On the phone hardware side: The ringtone was quiet and the vibration unnoticeable when in a pocket. I managed to cause it to crash a few times by accidentally hammering the back button. It would get hot. And battery life wasn’t amazing.

On the Android side: I didn’t like Android’s way of doing notifications. Some web pages would run really slowly, and I don’t tolerate lag in a brand new phone.

As for that big screen – well, the apps didn’t feel optimized it – e.g. Facebook would still only show one news story at a time. Even with the smallest font there wouldn’t be much text on the screen at once, just lots of white space and big buttons. So the big screen felt wasted.

After 5 days I gave up on it and decided to go back to my iPhone 5, so I attempted to return the OnePlus. And that’s where their pathetic support team got involved.
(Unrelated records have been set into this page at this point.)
PR #233, opened 2016-03-25
Enable RTF-based icub-tests on travis

traversaro:


traversaro:
Finally working! 

For now only a very limited subset of functionalities are being tested (just the fact that the force torque ports stream correctly) and this will need several refinements, among them: 
* Encode testing logic as a target in `icub-tests` (so you can simply download `icub-tests`, run cmake and run `make test` to run the gazebo tests, without having to hardcode a lot of logic in the ci scripts). 
* Fix most test in `icub-tests` to run on Gazebo: currently most tests are not running for different reason (for example the test was assuming some hardware-specific behaviour or gazebo-yarp-plugins is not correctly implementing some interfaces). 

However is still nice to test the fact that the plugin are correctly running on each PR.

PR #234, opened 2016-04-01
Add examples for camera, depthcamera and laser

drdanz:


tutorial/model/camera/camera.ini
```diff
@@ -0,0 +1,5 @@
+device grabber
+subdevice gazebo_camera
+name /camera
+freq 30
```
barbalberto: What is `freq`? Shouldn't it be `framerate`?

traversaro:
:+1:
Ideally we could link them from here : https://github.com/robotology/gazebo-yarp-plugins/wiki/Embed-gazebo-yarp-plugins-in-an-SDF-model , but also having them in the tutorial directory is already a good step!

tutorial/model/camera/camera.ini
drdanz: Good catch, I copied it from the iCub model, I have no idea why it's using `freq` there, since it is not working... Should be fixed now

traversaro:
Thanks!

PR #235, opened 2016-04-08
Add multicamera plugin

drdanz:
Allows to add multicameras containing any number of cameras.
The cameras are supposed to be sync, but there is still some race condition that sometimes (on my pc ~1 or 2 frames each second) outputs 2 images with a different timestamp. Anyway it works good enought to be used.

### DIFF
--- a/plugins/multicamera/include/gazebo/MultiCamera.hh
+++ b/plugins/multicamera/include/gazebo/MultiCamera.hh
@@ -1,0 +1,62 @@
+/*
+ * Copyright (C) 2013-2015 Fondazione Istituto Italiano di Tecnologia RBCS & iCub Facility & ADVR
+ * Authors: see AUTHORS file.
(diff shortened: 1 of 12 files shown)


plugins/multicamera/include/gazebo/MultiCamera.hh
```diff
@@ -0,0 +1,62 @@
...
+#include <yarp/dev/PolyDriver.h>
+
+#include <yarp/dev/FrameGrabberInterfaces.h>
+
+#include <string>
+
+namespace gazebo
+{
+    namespace sensors {
+        class MultiMultiCameraSensor;
```
traversaro: Typo?

drdanz: More likely a double replacement `Camera` -> `MultiCamera` :smiley:

traversaro:
For me it can be merged.

PR #241, opened 2016-05-23
Maissensor

randaz81:


barbalberto:
I'll suggest to rename the sensor to a more meaningful name.
I suppose MaisSensor is supposed to emulate what the mais does on the real robot, but very few people know what a mais actually is (and what it does).
IMHO it is too tailored for the icub-like robots, while it will be better to name it based on the functionality implemented by the device, so that people from outside our lab can understand and use it.

Can the yDebug() be removed or changed into something like yTrace() to pollute less the output?

randaz81:
I promise to do it after the merge

Issue #243, opened 2016-05-26
New YARP workflow 


traversaro:
Historically, the `gazebo-yarp-plugins` master branch has been compatible with the master branch of `YARP` (in the past we try to be compatible also with the latest YARP release, but due to the breaking change in YARP at some point we just gave up). 

With the new workflow of YARP, this policy should be updated. 
For example this commit: https://github.com/robotology/gazebo-yarp-plugins/commit/4ac18d614abbee3e7cc49735f90fb979088eeabd broke compilation of `gazebo-yarp-plugins`, because it depended on a breaking change present only in the `devel` branch of https://github.com/robotology/yarp/commit/2159b37e1d984ba6f0794f61b41cc19014a4adba . 

For the time being (to avoid breaking the compilation of `gazebo-yarp-plugins` for most users) I created a `devel` branch also in `gazebo-yarp-plugins`, containing the commit that depends on the `devel` branch in yarp, while reverting the same commit in the `master` branch. 
However a proper policy, discussing for example if the master of `gyp` be compatible with YARP `master` and `devel`, should be prepared. 
If the coupling between `gazebo-yarp-plugins` and YARP interfaces is indeed so high, a possible convenient option is to just move `gazebo-yarp-plugins` in the `yarp` repository.

traversaro:
@randaz81 @drdanz @lornat75 @aerydna

barbalberto:
yes, you are right. 
master of `gazebo-yarp-plugins` should be compatible with master of `yarp`.
That was my fault, I've not thought this commit would break compilation.

traversaro:
Yes, that was a combination of factor, including the fact that according to the new workflow, no method should be removed from public API : https://github.com/robotology/yarp/blob/master/.github/CONTRIBUTING.md#deprecated-features . 
I don't know if it may be worth to document in the workflow document eventual exception for this role (for example for interfaces that are still a work in progress).

drdanz:
Sorry, my fault.
I didn't notice that @aerydna's commit changed the src/libYARP_dev/include/yarp/dev/IDepthSensor.h file as well, I thought it was changing only the driver. We can restore the old method, marking that as deprecated, or maybe change it back, since yarp::os::Property derives from yarp::os::Searchable... I don't know if the change to Property is really that necessary... @barbalberto what do you think?

barbalberto:
The change is necessary, and that interface is gonna change a lot in the next future since it is a wip.
[...]

PR #249, opened 2016-07-01
Clean up robot in destructor of GazeboYarpMaisSensor

Tobias-Fischer:
This lead to issues if the iCub is removed and added again, as the robot was still present.

### DIFF
--- a/plugins/maissensor/src/MaisSensor.cc
+++ b/plugins/maissensor/src/MaisSensor.cc
@@ -38,6 +38,7 @@ GazeboYarpMaisSensor::~GazeboYarpMaisSensor()
         m_wrapper.close();
 
     GazeboYarpPlugins::Handler::getHandler()->removeDevice(m_sensorName);
+    GazeboYarpPlugins::Handler::getHandler()->removeRobot(m_robotName);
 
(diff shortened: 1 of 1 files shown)


Tobias-Fischer:
@traversaro Would be great if you could merge.

traversaro:
I was outside of the lab today, I will check it tomorrow, thanks for the contribution!

traversaro:
As in https://github.com/robotology/gazebo-yarp-plugins/pull/250 : 
> Great catch, I think this could explain some strange error that we had in the past that were difficult to debug.

> As you may have read in https://github.com/robotology/gazebo-yarp-plugins/issues/243 , this repository switched to the new workflow in a rather unexpected way , so we did not fully document the expected workflow (sorry!). However I think it make sense to push bug-fixes such as this one in the `master` branch, and then forward merge them to the `devel` branch as described in https://github.com/robotology/yarp/blob/master/.github/CONTRIBUTING.md#example . 

> If you could retarget this PR against `master` it would be great, then I will forward merge it to `devel` as soon as it is merged. Let me know if you don't have the time to retarget the PR, in this case I will take care of it.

I started the returns process on Feb 16, and so far I’ve had 12 messages back and forward confirming my address, and confirming whether or not I want to return the cover, over and over. Finally today, March 11, I received an RMA form. So it’s taken almost a month of backwards and forwards with “Joey” and “Alex”. Let’s see how long it takes to get the money into my account.

Update: it took another month for the RMA to be processed, and I hadn’t heard anything until I chased them, so in total it took 2 months (and 18 emails) just to return the phone and get a refund.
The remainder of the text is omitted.